As the Fed announces a third round of quantitative easing, investors are seeking a hedge against the debasement of the dollar.
From a macroeconomic perspective, the case for gold and gold equities appears very strong. With US unemployment growing slower than expected and the manufacturing sector contracting nationally in August for the third time since July 2009, the Federal Reserve has launched a third quantitative easing programme – QE3 – to stimulate economic growth.
Gold bulls argue that quantitative easing increases the amount of dollars in circulation and hence will sooner or later dilute the dollar’s value. If the dollar is debased, the argument goes, investors will need an alternative reserve currency – gold.
With the presidential election only a couple of months away, the Federal Reserve had been holding back on QE3 – ostensibly so as not to seem like an undue influence on the ongoing presidential election campaign. However, with the US economy decelerating, Europe in formal recession and economic conditions continuing to deteriorate across emerging markets, another round of QE – aimed at further lowering long-term interest rates – had seemed a certainty.
Meanwhile, the election preparations – and their monetary implications – continue apace. The Republican and Democrat parties recently held their formal nominating conventions, where the loyal demonstrate their enthusiasm for the presidential candidates, Mitt Romney and Barack Obama, respectively. The electorate seems evenly divided at this stage, with the outcome truly 50/50 and the two represent a clear choice. Democrats are viewed as the tax and spend party and want to repeal all of the Bush-era tax cuts. They support social causes, favour spreading the wealth as dictated by the leviathan state and are pro-monetary stimulus. Republicans, once again regarded as the fiscally conservative party, have distanced themselves from the profligacy of the Bush era. They are more laissez-faire on regulatory matters and want to maintain the Bush tax cuts, while they have publicly stated that Ben Bernanke and his QE policies need to be replaced immediately.

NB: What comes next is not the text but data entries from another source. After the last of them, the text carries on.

PR #1012, opened 2026-07-07
chore: make bootstrap leaner and more complete

jeluard:
Overall simplification of the bootstrap process. Noticeably, do not use an embedded set of `snapshot.json` but rely on R2 hosted index file (anonymous connections can't list R2 buckets).

* move publication to rust code
* snapshots are now compressed with zstd
* do not use a manifest but rely on R2 listing via index.json
* use same progress bar everywhere
* align make targets, env variables, etc..
* introduce a `reindex` command allowing to force rebuild the R2 hosted index file so that it matches actual files
* get rid of `pallas-hardano`

Usage:

```shell
AMARU_NETWORK=mainnet AMARU_EPOCH=600 ./target/release/amaru snapshot create
AMARU_NETWORK=mainnet ./target/release/amaru snapshot publish
```

## Summary by CodeRabbit

* **New Features**
  * Added bootstrap snapshot publishing via the CLI (including manifest-based 3-epoch uploads).
  * Snapshot archives are now **Zstandard-compressed** using **`.tar.zst`**.
  * Bootstrap snapshots support optional **SHA-256 checksums** and **published URL** tracking.
* **Bug Fixes**
  * Bootstrap downloads now **fail fast** on checksum mismatches.
  * Bootstrap bootstrapping improved for **locally generated** snapshots and packaged block import.
* **Improvements**
  * More detailed **progress reporting** for snapshot DB analysis and Mithril downloads.  
  * Updated Make targets/env guidance for bootstrap snapshot creation/publishing.


Makefile
```diff
@@ -78,23 +76,12 @@ help:
...
-		exit 1; \
-	fi; \
-	AMARU_NETWORK="$(AMARU_NETWORK)" \
-	AMARU_DIST_DIR="$(AMARU_DIST_DIR)" \
-	AWS_ACCESS_KEY_ID="$(AWS_ACCESS_KEY_ID)" \
-	AWS_SECRET_ACCESS_KEY="$(AWS_SECRET_ACCESS_KEY)" \
-	AWS_DEFAULT_REGION="$(AWS_DEFAULT_REGION)" \
-	BUCKET_NAME="$(BUCKET_NAME)" \
-	ENDPOINT="$(ENDPOINT)" \
-	bash ./scripts/publish-bootstrap-snapshots "$(BOOTSTRAP_SNAPSHOT_EPOCH)"
```
KtorZ: I don't think the Makefile commands are any useful anymore.

crates/amaru/src/bin/amaru/cmd/snapshot/publish/mod.rs
```diff
@@ -0,0 +1,173 @@
...
+        .stdout(Stdio::inherit())
+        .stderr(Stdio::inherit())
+        .status()?;
+
+    if !status.success() {
+        return Err(format!("aws s3 cp failed with status {status}").into());
+    }
+
+    Ok(())
+}
```
KtorZ: I am not sure this is a big win. Really not fond of wrapping other executables in our executable. It makes the command-line brittle and annoying to work with. I rather produce artifacts needed by other command-line to operate. In particular, the `aws s3` cli is quite okay on its own and I don't think it's ever been part of the annoyance with the snapshots.

crates/amaru/src/bin/amaru/cmd/snapshot/create/db_analyser.rs
```diff
@@ -81,25 +84,69 @@ fn run_logged_command(
...
+                if let Ok(s) = s.lock()
+                    && let Some(pb) = s.bar.as_ref()
+                {
+                    pb.tick(0);
+                }
+                thread::sleep(std::time::Duration::from_millis(100));
+            }
+        });
+        (handle, stop_tx)
+    });
```
KtorZ: Not sure what's going on here but this code screams it should be encapsulated in its own abstraction?

crates/amaru/src/bin/amaru/cmd/snapshot/publish/mod.rs
```diff
@@ -0,0 +1,173 @@
...
+    /// S3-compatible bucket name.
+    #[arg(long, env = "BUCKET_NAME")]
+    bucket: String,
+
+    /// S3-compatible endpoint URL (e.g. https://<id>.r2.cloudflarestorage.com).
+    #[arg(long, env = "ENDPOINT")]
+    endpoint: String,
+
+    /// Public base URL at which uploaded objects are reachable (e.g. https://pub-xxx.r2.dev).
+    /// If omitted, inferred from the first existing URL in the manifest.
```
KtorZ: This is _too magic_; can we simply use a hard coded default that is also displayed automatically through clap?

crates/amaru/src/bin/amaru/cmd/snapshot/publish/mod.rs
KtorZ: If we want to get away from having people use the aws s3 cli directly, then we can at least integrate the sdk: https://docs.rs/aws-sdk-s3/latest/aws_sdk_s3/

crates/amaru/src/bin/amaru/cmd/snapshot/publish/mod.rs
```diff
@@ -0,0 +1,173 @@
...
+        long,
+        value_name = amaru::value_names::NETWORK,
+        env = amaru::env_vars::NETWORK,
+    )]
+    network: NetworkName,
+
+    /// Starting epoch of the three-epoch window to publish. Defaults to the latest unpublished
+    /// epoch in the manifest.
+    #[arg(long, value_name = amaru::value_names::UINT)]
+    epoch: Option<u64>,
```
KtorZ: Everywhere else, we call "epoch" the arrival epoch; so we should find a better name for this one; maybe `start_epoch` or `first_epoch`

crates/amaru/src/bin/amaru/cmd/snapshot/publish/mod.rs
```diff
@@ -0,0 +1,173 @@
...
+        }
+
+        if is_reachable(&client, &object_url).await {
+            info!(epoch = target_epoch, url = %object_url, "snapshot already published, skipping upload");
+        } else {
+            info!(epoch = target_epoch, archive = %archive_path.display(), "uploading snapshot");
+            upload_to_s3(&archive_path, &bucket, &archive_name, &endpoint)?;
+        }
+
+        if !is_reachable(&client, &object_url).await {
```
KtorZ: This should be nested in the previous branch.

crates/amaru/src/bin/amaru/cmd/snapshot/publish/mod.rs
```diff
@@ -0,0 +1,173 @@
...
+        info!(epoch = target_epoch, url = %object_url, "snapshot published");
+
+        if let Some(entry) = entries.iter_mut().find(|e| u64::from(e.epoch) == target_epoch) {
+            entry.url = Some(object_url);
+        }
+    }
+
+    let tmp_path = manifest_path.with_extension("json.tmp");
+    fs::write(&tmp_path, serde_json::to_vec_pretty(&entries)?)?;
+    fs::rename(&tmp_path, &manifest_path)?;
```
KtorZ: Why the tmp file?

crates/amaru/src/bin/amaru/cmd/snapshot/publish.rs
```diff
@@ -0,0 +1,173 @@
...
+            )
+            .into());
+        }
+
+        info!(epoch = target_epoch, url = %object_url, "snapshot published");
+
+        if let Some(entry) = entries.iter_mut().find(|e| u64::from(e.epoch) == target_epoch) {
+            entry.url = Some(object_url);
+        }
+    }
```
KtorZ, line 149: The bootstrap code is full of thing like this; It would benefit a lot from having a proper `Manifest` data-structure with associated methods of this kind. This would (a) avoid repeating these methods and a variation thereof in multiple places and (b) it would help with both testing and readability of the code.

crates/amaru/src/bin/amaru/cmd/snapshot/create/mod.rs
```diff
@@ -446,32 +496,20 @@ fn infer_start_epoch(current_epoch: Epoch) -> Result<Epoch, Box<dyn std::error::
...
-    if fs::symlink_metadata(path)?.is_dir() {
-        fs::remove_dir_all(path)?;
-    } else {
-        fs::remove_file(path)?;
-    }
-
-    Ok(())
+fn wipe_immutable_dir_and_wrap(err: Box<dyn std::error::Error>, cardano_node_db: &Path) -> Box<dyn std::error::Error> {
+    let immutable_dir = cardano_node_db.join("immutable");
+    match fs::remove_dir_all(&immutable_dir) {
```
KtorZ: Wow wow wow! No. If this happens to me I'll be very upset. I can't stand tools that delete my own files without asking. Especially when it takes multiples hours / days to obtain those files. This is also against our [command-line guidelines/policy](https://github.com/pragma-org/amaru/blob/main/engineering-decision-records/019-guidelines-for-writing-cli.md): no destructive operations.

crates/amaru/src/bin/amaru/cmd/snapshot/create/mod.rs
```diff
@@ -346,38 +323,89 @@ struct SnapshotBuildContext<'a> {
...
-    target.archive_path = Some(prepared_archive_path.to_string_lossy().into_owned());
-    target.snapshot_path = Some(prepared_snapshot_path.to_string_lossy().into_owned());
-    write_epoch_metadata(context.metadata_dir, &target)?;
-
     info!(epoch = %target.epoch, slot = %target.slot, snapshot = %prepared_snapshot_path.display(), archive = %prepared_archive_path.display(), "finished epoch snapshot");
 
     Ok(target.slot)
 }
 
+fn write_manifest(
```
KtorZ: Please move as an associated method of a `Manifest` object.

crates/amaru-mithril/src/lib.rs
```diff
@@ -398,6 +365,126 @@ pub fn from_chunk_for_resume_point(
     Ok(chunk_for_slot(network, resume_point.slot_or_default().into())?.saturating_sub(1))
 }
 
+/// A block read from the cardano-node immutable store.
+#[derive(Debug)]
+pub struct ImmutableBlock {
+    pub hash: HeaderHash,
+    pub header_cbor: Vec<u8>,
+    pub raw_block: Vec<u8>,
+}
```
KtorZ: Let's try to stick with the pattern with been adopting across the codebase: one type per module (as much as reasonably possible). Avoid putting everything under `lib.rs` because it gets out of hand rapidly.

KtorZ (changes requested):

KtorZ:
Ola! Few remarks from playing with this:

- `node bootstrap --help` shows all the newly introduce `--s3` options under `Network Global Parameters Overrides`

- All the meta var for these options are unhelpful: `S3_BUCKET`, `S3_ENDPOINT`, `S3_REGION`, `S3_PUBLIC_URL`; those should help understand the expected format (e.g. show enum variants when relevant), instead of examples being given in description. 

- We've lost the snapshot download progress bar.

- Similarly, there's no progress report from uploading snapshots during `publish`. It just hangs there. 

- I don't think showing the `point` and the `key` in the trace events is useful; those are mostly the same information and it creates very long and redundant log lines:

  ```
  2026-07-26T08:40:04.290125Z  INFO amaru::bootstrap: snapshot.download epoch=999 point=86399953.5d37babd87c35b9d5464b8e6c81f655a2fae44a422a1104ca67a7f72476286af key=preview/86399953.5d37babd87c35b9d5464b8e6c81f655a2fae44a422a1104ca67a7f72476286af.tar.zst
  ```

- The log events on `snapshot create` are also quite noisy:

  ```
  2026-07-26T08:51:34.220181Z  INFO amaru::cli: snapshot.create snapshot_output_dir=/path/to/amaru/snapshots/mainnet config_dir=/path/to/amaru/data/mainnet/epoch-snapshots/work/cardano-node-config/mainnet cardano_node_db=/path/to/cardano-node/mainnet.db network=mainnet dist_dir=/path/to/amaru/data/mainnet/epoch-snapshots epoch="640" snapshots=
  2026-07-26T08:53:29.585999Z  INFO amaru::cmd::snapshot::create: finished epoch snapshot epoch=637 slot=190252774 snapshot=/path/to/amaru/snapshots/mainnet/190252774.2a019e6d6f524233fe0fa754736c3a8e027e7cafcfa0747a2887bda87fdc1f04 archive=/path/to/amaru/snapshots/mainnet/190252774.2a019e6d6f524233fe0fa754736c3a8e027e7cafcfa0747a2887bda87fdc1f04.tar.zst
  ```

  We should at least show relative paths using: [utils::path::relative_path](https://github.com/pragma-org/amaru/blob/main/crates/amaru-kernel/src/utils/path.rs#L18-L20); and showing both the `archive` and the `snapshot` is a little redundant. 

  Same remark for one of the `publish` log event, which shows both the snapshot and the key, that's redundant:

  ```
  2026-07-26T08:57:43.711791Z  INFO amaru::cmd::snapshot::publish: uploading archive=/path/to/amaru/snapshots/mainnet/190252774.2a019e6d6f524233fe0fa754736c3a8e027e7cafcfa0747a2887bda87fdc1f04.tar.zst key=mainnet/190252774.2a019e6d6f524233fe0fa754736c3a8e027e7cafcfa0747a2887bda87fdc1f04.tar.zst
  ```

- Some event targets are wrong, e.g. `amaru::cmd::snapshot::create` and `amaru::cmd::snapshot::publish` should be `amaru::cli`.

- Option names between `node bootstap` and `snapshot publish` are inconsistent:

  - `--s3-endpoint` vs `--endpoint` 
  - `--s3-bucket` vs `--bucket`
  - `--s3-region` vs `--region`
  - `--s3-public-url` vs `--public-url`

  I have a preference for the `--s3-*` versions, as the prefix helps (1) grouping those parameters nicely and (2) avoid future clashes and ambiguity by scoping them.

- I don't think `--aws-access-key-id` and `--aws-secret-access-key` should exist; we don't want to provide secret materials like this via command-line (which gets written in shell history and the like). Those should be requested from env, and a clear error message shown when not present.

- Having both an archive and a flat snapshot also seems redundant (and takes needless space locally). What about getting read of the decompressed form entirely and allowing bootstrap to happen from a compressed archive (while still allowing to ingest uncompressed ones)?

For investors, an Obama victory in November may lead to debt-powered stimulus demands on an acquiescent Federal Reserve, historically a powerful boost to gold prices. Gold mining stocks can be a leveraged investment on gold price changes and an opportunity for equity funds. The old rule of thumb was that for every one per cent move in gold, gold stocks would move two to three per cent. However, in the past five years with the price of gold doubling, the XAU index of major gold stocks is essentially flat. Since most gold company stocks are trading close to their lows in terms of their valuation relative to bullion, we analysed them on a bottom-up basis to see if they could break this relationship.
Our findings are that capital expenditures and free cashflow are the two most important determinants for a gold mining company. Layered on that is the fact that political risk is very serious – the main driver, in fact, of any rise in the cost per ounce mined. Lastly, a gambling-type culture regarding acquisitions exists at many companies, increasing the risk of value being destroyed for shareholders. A company like Eldorado Gold would probably rank highly in terms of our view of it as a stock. It has risks, however, that make it nearly uninvestable, namely the fact its principal mines and revenue sources are in Greece and, if Greece exits the euro, one cannot rule out nationalisation risk.